When the Oklahoma City Thunder made the premature decision to jettison one of its best three players, the Thunder’s 2012-13 title hopes went with him. The James Harden trade has been argued and analyzed from a number of different directions, but here’s the truth: When OKC sent its beloved beard to the Houston Rockets, it left the Western Conference pretty wide open and made thousands of Miami Heat and Los Angeles Lakers fans incredibly happy.
Just days before the season, the Thunder were discussing contracts with James Harden and when the two parties couldn’t come to an agreement. Harden was unceremoniously shipped to the Houston Rockets with Cole Aldrich, Lazar Hayward and Daequan Cook in exchange for Kevin Martin, Jeremy Lamb and three 2013 draft picks (two first-rounders and one second-rounder). People who argued for the trade accurately pointed out that the Thunder were getting a solid shooter who could score off the bench in Martin and that Lamb is a nice, young prospect. For giving Harden up, the return certainly seemed to be worth it.
In spite of trading the Sixth Man of the Year, the Thunder still locked up the No. 1 seed in the West and seemed like they could contend after Kevin Durant‘s best statistical season in his career. But then in Game 2 of the opening round, Russell Westbrook went down with a knee injury and the rest was history. Durant was enough to carry Oklahoma City to a first-round victory against the young Rockets (led by the very player they needed), but even he wasn’t good enough to get past a superior Memphis Grizzlies team. Serge Ibaka never stepped up his scoring as the team’s second option, despite the fact that the Thunder basically picked him over Harden by giving him big money. Kevin Martin couldn’t step up as a ball handler who could open up defenses and, like Ibaka, couldn’t score enough to help out his team, averaging just 14.4 points per game in the series on 41 percent shooting. Without Westbrook, Kevin Durant was on an island without anyone who could attack the basket. You know, kind of like how Harden did against the Mavericks, Lakers and Spurs last year:
I’m not going to say the Westbrook injury is the biggest reason the James Harden trade was a disaster, because there was no way of knowing that Westbrook would play two games and miss the rest of the playoffs. The guy had never missed a game in his NBA career, after all. Obviously you don’t make trade decisions based on the possibility of your stars getting injured, but the fact remains: The Oklahoma City Thunder screwed this up.

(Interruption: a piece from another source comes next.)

Issue #6041, opened 2019-06-25
Add more smart attributes written from NVME drives


coccobill1:
## Feature Request

More smart attributes should be logged when using the inputs.smart plugin with NVME devices.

Why? Well, let’s see what else they gave up. Their chance of winning the 2012-13 title is the obvious one. On a surface level, they gave up a guy who averaged 25.9 points, 5.8 assists, 4.9 rebounds and 1.8 steals per game. Just in case you didn’t notice right away, those are superstar numbers more than worthy of the max money the Thunder wouldn’t dish out. Ibaka’s “max money numbers” this year: 13.2 points, 7.7 rebounds and 3.0 blocks per game. Those numbers aren’t shabby, but they don’t compare to Harden’s stat line. But most important of all is his ability to get to the basket and the free-throw line, which was absolutely huge down the stretch of playoff games when Durant and Westbrook would get a little too jump-shot happy. There really are no words for trading a guy loved by fans for his infamous trademark beard who has an immediately noticeable impact every time he steps on the court.
I agree that the Thunder got a pretty decent return for Harden, but that argument is not a justifiable defense for getting rid of a top-three shooting guard who exposed other team’s reserves as the Sixth Man of the Year. His emergence as a superstar proves that he was worth the max money and it’s despicable that an organization raking in millions of dollars every year couldn’t pay Harden and show dedication toward winning a championship some day. The most ludicrous part is that Harden’s contract still had a year on it. What that means is that the decision to ship him off when they were unable to work out a new deal was entirely premature by a full calendar year.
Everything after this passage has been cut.